Ama durun bir dakika! Bu ülkede her şey açıkça, korkusuzca, “başıma bir iş gelir” endişesine zerre kadar kapılmaksızın tartışılabiliyor da, sadece Atatürk konusunda mı bir sorun var. Ne gezer! Bu ülkede güç sahiplerini açıkça, korkusuzca, “başıma bir iş gelir” endişesine zerre kadar kapılmaksızın eleştirmek kimseye nasip olmadı. Dün “askerler” tartışılamazdı, bugün ise “güçlü iktidar”. Bu nedenle de dün nasıl askerden zerre kadar hazzetmedikleri halde asker yalakalığı yapanlar ortalığı kaplıyor idiyse, bugün de Tayyip Erdoğan’dan nefret ettikleri halde kendilerini en Tayyip Erdoğancı göstermeye çalışanlar ortalığı kaplamış durumda. Yani demem o ki... Riyakârlık ancak her şeyin açıkça tartışılabilir olmasıyla ortadan kalkabilir. Ama dikkat! Sadece Atatürk açıkça tartışılmayacak, bugünün güç sahipleri de açıkça tartışılacak.

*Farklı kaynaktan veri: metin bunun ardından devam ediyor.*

PR #554, opened 2021-11-24
BAU: Limit pr-ci tests so they pass and are not ignored

jfharden:
Limit pr-ci tests.

The tests for the pr-ci pipeline have been failing since before I started, this means they are always ignored and any new potential issues are not flagged. In #553 I fixed all the shellcheck errors, this still leaves us with pipeline validation fails. The tool used to do this test is called pipecleaner and is a gds written tool. It doesn't have the ability to say treat warnings as ok, any warning causes a failure.

To make the tests there are more useful, and to make new shellcheck failures actually get flagged and noticed I've changed the validation to just use fly validate for the pipeline yaml files, this does print out some deprecations but they are not treated as an error, and use pipecleaner to validate the individual task yamls which all pass already.

In theory this is worse since pipecleaner checks more, but since they have been failing for a long time, we haven't done anything about them, and don't really have time (or inclination if we aren't going to stick with concourse long term) to fix them it's better to limit the tests to a successful set which will flag up some new problems if they occur and always show new shellcheck problems. Given most of the team aren't bash expects i think the shellcheck errors are especially useful.

Note: I set the pipeline manually (verifying the changes were only those that were made here, and you can see the result is a test pass: https://pay-cd.deploy.payments.service.gov.uk/teams/pay-dev/pipelines/pr-ci/jobs/ci-pr-test/builds/12

### DIFF
--- a/ci/pipelines/pr.yml
+++ b/ci/pipelines/pr.yml
@@ -1952,9 +1952,15 @@ jobs:
               apk add git shellcheck
               go get github.com/alphagov/paas-cf/tools/pipecleaner
 
-              wget -c https://github.com/concourse/concourse/releases/download/v7.6.0/fly-7.6.0-linux-amd64.tgz -O - | \
-                tar -O -zxf - > /usr/local/bin/fly
+              cd /tmp/
+
+              echo "c7d331052a6bf552b017adf5288b8e162346157c  fly-7.6.0-linux-amd64.tgz" > fly-7.6.0-linux-amd64.tgz.sha1
+              wget -c https://github.com/concourse/concourse/releases/download/v7.6.0/fly-7.6.0-linux-amd64.tgz -O fly-7.6.0-linux-amd64.tgz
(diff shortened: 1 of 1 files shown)


ci/pipelines/pr.yml
```diff
@@ -1951,7 +1951,18 @@ jobs:
             - |
               apk add git shellcheck
               go get github.com/alphagov/paas-cf/tools/pipecleaner
-              pipecleaner --rubocop=false ci/pipelines/*.yml ci/tasks/*.yml
+
+              wget -c https://github.com/concourse/concourse/releases/download/v7.6.0/fly-7.6.0-linux-amd64.tgz -O - | \
```
jfharden, line 1955: I should validate the sha of this too

jfharden: Done

katstevens (approved):
This looks great. It's definitely an improvement over our previous suggested option of 'turn off this check entirely'. The Concourse job output is easier to read as well as it's broken down by pipeline.

PR #555, opened 2021-11-26
Experiment: Add get-deployed-image-tags script

jfharden:


ci/scripts-aws-sdk-3/get-deployed-image-tags.js
```diff
@@ -0,0 +1,95 @@
...
+  const taskDefMap = new Map()
+
+  const promises = []
+
+  // We can only request 10 service descriptions in a single
+  // call, so chunk it up
+  while (services.length > 0) {
+    promises.push(
+      ecsClient.describeServices({
+        cluster: 'test-12-fargate',
```
danworth, line 40: Just FYI in case you've forgotten the cluster is hard-coded here.

ci/scripts-aws-sdk-3/get-deployed-image-tags.js
```diff
@@ -0,0 +1,95 @@
...
+          repository: containerDef.image.split(delimiter)[0],
+          tag: containerDef.image.split(delimiter)[1]
+        }
+      }
+    )
+  }
+}
+
+async function describeServices (services) {
+  const taskDefMap = new Map()
```
danworth, line 31: This is more personal choice and left here as a musing, I prefer declaring variables close to where they're used rather than at the start of the scope as I feel it helps readability and refactoring later on, as such I would have put `const taskDefMap = new Map()` on line 47.

danworth (commented):
I think that's some nice async/await node.js and makes good use of Node's async features 🏅  I found it simple to understand and follow. As mentioned in the Slack thread `Jest` is a nice testing framework and there's a useful AWS SDK v3 mocking library available.

jfharden:
This is not required

PR #556, opened 2021-11-30
Delete node-build.yml

0atman:
~~This file was for travis - we don't use travis anymore.~~

This file is unused


katstevens:
Hi @0atman - I think this file is still used in the Concourse PR pipeline?

0atman:
@katstevens but it's travis, isn't it?

0atman:
I'm no longer convinced this file is travis :laughing:

0atman:
OK, it's certainly concourse, we were bamboozled by it being added at the same time as a travis file

0atman:
But do we use it? :confused:

jfharden:
I think this can be deleted @katstevens the file used in the pr pipeline is node-build-pr.yml https://github.com/alphagov/pay-ci/blob/master/ci/pipelines/pr.yml#L199 and I can't find any reference to node-build.yml in any pipeline in this repo, pay-team-manual, pay-tech-docs or pay-js-commons

0atman:
:zombie:

katstevens:
@jfharden Ah you're right - I was getting confused with the `node-build-pr.yml`. Now we've got the pipeline verification check we should have more confidence in deleting this, right?

iqbalgds (approved):

jfharden:
Sadly likely not, if the pipeline refers to a file then it doesn't check to see if that file exists since it's not cloning the other repos it requires. However I'm confident this isn't used and the worst side effect is a step failing in a new build, at which point we can trivially revert this PR since it's so well focussed and just allow the pipeline to be set again automatically.

jfharden (approved):

PR #557, opened 2021-11-30
Update alpine version and pin node and octorest to major versions

0atman:
Driveby update of alpine while we pinned the aws-sdk and octoreset

### DIFF
--- a/ci/docker/node-runner/Dockerfile
+++ b/ci/docker/node-runner/Dockerfile
@@ -1,4 +1,5 @@
-FROM node:12.22.4-alpine3.14@sha256:56c0e7c15a9cfb4359d463912ad0b54da4e73e917f00fd4fc8d73c67a93252a2
+FROM node:12.22.4-alpine3.12@sha256:a199f64c814f12fb00fa81a6e1c7f964e260a127f2b64ac526a358f3152c0f66
 
 RUN npm install aws-sdk@^2.x.x
 RUN npm install @octokit/rest@^18.x.x
+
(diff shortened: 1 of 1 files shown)


0atman:
@katstevens very reasonable! I'm on a call with @jfharden, who suggested this, but we'll cool our jets for now :rocket:

ci/docker/node-runner/Dockerfile
```diff
@@ -1,5 +1,5 @@
 FROM node:12.22.4-alpine3.12@sha256:a199f64c814f12fb00fa81a6e1c7f964e260a127f2b64ac526a358f3152c0f66
```
0atman, line 1: @katstevens reverted the alpine changes

ci/docker/node-runner/Dockerfile
```diff
@@ -1,5 +1,5 @@
...
 
-RUN npm install aws-sdk
-RUN npm install @octokit/rest
+RUN npm install aws-sdk@^2.x.x
+RUN npm install @octokit/rest@^18.x.x
```
0atman, line 4: @jfharden checked the live versions of both these, and we've pinned to them.

jfharden:
We know alpine 3.12 has critical vulnerabilities, but as it happens so did the image built of this container, sadly though I think you're right @katstevens and we need to make a ticket for this.

We can at least lock the aws-sdk and octocat/rest versions to the current major versions they have to ensure a rebuild of this image doesn't break our current usage of this container.

jfharden:
Speaking with @katstevens I'm quite nervous about building a new version of this container without doing some serious detective work to find where it's used and test it well first (there's no testing whatsoever for this container at the moment).

However this specific change helps future updaters not break anything, and we have no auto build pipeline so I propose to merge this PR as-is, but not to build a new version of the container yet.

We have a story in our backlog to update the alpine version of this container which will give us chance to do a more extensive test (and hopefully write some automated tests).

jfharden (approved):
Approving this on the basis of just merging the PR and not building a new version of the container.

We have Jira story PP-8980 to update alpine at which point we can invest some time into testing and likely automated testing of the container.

0atman:
Merged, this should have no effect on the two npm install commands as they pin them to the current major versions :ok_hand:

0atman:
Thanks all for your help and advice!

PR #559, opened 2021-12-10
PP-8979: Use concourse/registry-image-resource v1.4.1

oswaldquek:
Using the latest stable version of the resource may help address some issues
we've seen with jobs not triggering correctly.


dj-maisy (approved):
Giving this a 🟢 , but wait until the deployment freeze is removed.

oswaldquek:
> Giving this a 🟢 , but wait until the deployment freeze is removed.

It's already been applied via `set-pipeline`.

PR #561, opened 2021-12-14
BAU: Fix products slack notifications

katstevens:
Spotted two typos - one for `products` smoke test (appearing as `ledger` in Slack) and one for `products-ui` (appearing as `products` in Slack).


SandorArpa (approved):
LOKTM

PR #565, opened 2022-01-06
PP-8980: Upgrade to alpine 3.14

oswaldquek:


ci/docker/node-runner/Dockerfile
```diff
@@ -1,4 +1,4 @@
-FROM node:12.22.4-alpine3.12@sha256:a199f64c814f12fb00fa81a6e1c7f964e260a127f2b64ac526a358f3152c0f66
+FROM node:12.22.4-alpine3.14@sha256:a199f64c814f12fb00fa81a6e1c7f964e260a127f2b64ac526a358f3152c0f66
```
jfharden, line 1: You need to update the sha, the actual tag is ignored when providing an image sha

jfharden: Just to add a bit of context, we keep the tag in the Dockerfile even though it's ignored since it makes it a _lot_ easier to work out what tag we were aiming for :)

oswaldquek: Ok, I've used the sha from https://hub.docker.com/layers/alpine/library/alpine/3.14/images/sha256-5e604d3358ab7b6b734402ce2e19ddd822a354dc14843f34d36c603521dbb4f9?context=explore.

dj-maisy: That's a SHA for amd64, so that should be good. 👍

jfharden: I've just realised, that's the wrong image, this container is built on the node image rather than the alpine one (but an alpine tagged node image).

image name is node
image tag is 12.22.4-alpine3.14

So I think you want https://hub.docker.com/layers/node/library/node/12.22.4-alpine3.14/images/sha256-56c0e7c15a9cfb4359d463912ad0b54da4e73e917f00fd4fc8d73c67a93252a2?context=explore

I nearly missed that, the hashes are _really_ close to each other O_o

oswaldquek: Thanks, updated.

jfharden (approved):
👍

PR #567, opened 2022-01-11
PP-9096: Clarify the job formerly known as 'pact-provider-verification'

oswaldquek:
Connector and ledger PR builds contain a 'pact-provider-verification' job, in
addition to a 'pact-provider-test' job which other app PR builds have. This is
because connetor and ledger are both consumers and providers in the pact world.
The 'pact-provider-verification' job actually runs pact provider tests where
they are the consumer. This PR gives clarity to this purpose. We also set the
context as 'app-as-consumer pact verification' which is used by the GitHub PR
as an additional check.

Naturally, we could clarify the 'pact-provider-test' job and rename it to
'app-as-provider pact verification' but that will come in another PR.

Test builds which demonstrate this:
https://github.com/alphagov/pay-connector/pull/3397
https://github.com/alphagov/pay-ledger/pull/1579

### DIFF
--- a/ci/pipelines/pr.yml
+++ b/ci/pipelines/pr.yml
@@ -338,7 +338,7 @@ groups:
       - card-connector-unit-test
       - card-connector-integration-test
       - card-connector-pact-provider-test
-      - card-connector-pact-provider-verification
+      - card-connector-as-consumer-pact-test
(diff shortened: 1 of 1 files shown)


stephencdaly (approved):
Looks good to me

PR #568, opened 2022-01-11
PP-9096: Rename <app>-pact-provider-test job

oswaldquek:
Given we have renamed the `<app>-pact-provider-verification` job to
`<app>-as-consumer-pact-test` (see
https://github.com/alphagov/pay-ci/pull/567), it makes sense to rename
`<app>-pact-provider-test` to `<app>-as-provider-pact-test` for clarity.


katstevens (approved):
😻 Another step towards me actually getting my head around the pact tests - thank you!

PR #954, opened 2023-10-19
PP-11675: Upgrade node-runner, remove Node16

katstevens:
Bring in Node18 security updates.

I've removed the separate Node16/Node18 Dockerfiles and symlink in favour of one Dockerfile - it is less confusing for Dependabot (and us) to understand/update. 

For reference, [this system was introduced in 2022](https://github.com/alphagov/pay-ci/pull/648) when we were upgrading from Node12 to Node16, and needed both versions to ensure backward compatibility.


rfisher-gds (approved):
LGTM

PR #960, opened 2023-11-02
PP-11703: Start perf DBs for weekly maintenance window

jfharden:
Start perf databases during the weekly maintenance window to ensure AWS can apply minor updates and OS security patches etc.

You can see this applied https://pay-cd.deploy.payments.service.gov.uk/teams/pay-dev/pipelines/perf-tests

### DIFF
--- a/ci/pipelines/perf-tests.yml
+++ b/ci/pipelines/perf-tests.yml
@@ -95,7 +95,6 @@ resources:
       start: "03:15"
       stop: "03:25"
       days: [Sunday]
-      initial_version: true
 
   - name: every-sunday-at-0450
     type: time
@@ -105,7 +104,6 @@ resources:
       start: "04:50"
       stop: "05:00"
       days: [Sunday]
-      initial_version: true
 
 resource_types:
   - name: slack-notification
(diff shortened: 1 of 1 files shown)


ci/pipelines/perf-tests.yml
```diff
@@ -87,6 +87,24 @@ resources:
       location: Europe/London
     type: time
 
+  - name: every-sunday-at-0315
```
rfisher-gds, line 90: I think it would be better if the name told you what it does rather than when it does it.

rfisher-gds (changes requested):

ci/pipelines/perf-tests.yml
jfharden: What it does though is dependent on what it's connected to. You can connect as many things as you want to this. If you see it in the context of the pipeline 
Screenshot 2023-11-02 at 16 41 29
It's a lot more useful to have it say when, otherwise you can't tell it's a timer.

We have this same nomenclature in various places:

Screenshot 2023-11-02 at 16 42 10
Screenshot 2023-11-02 at 16 42 23

rfisher-gds (approved):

Gelelim benim Atatürk’le ilgili tutumuma: Bana “sen aslında Atatürk’e karşısın” diyen birine “Hayır, ben Atatürk’ü şöyle severim, böyle severim” diye dil dökmem. Çünkü böylesi bir dil döküşün, kuşkuları giderecek bir gücü yoktur. Sadece şunu söyleyebilirim: Dilimin altında bakla yok. Her şeyin özgürce tartışılabildiği bir ortamda da yazdıklarım bunlar olacak.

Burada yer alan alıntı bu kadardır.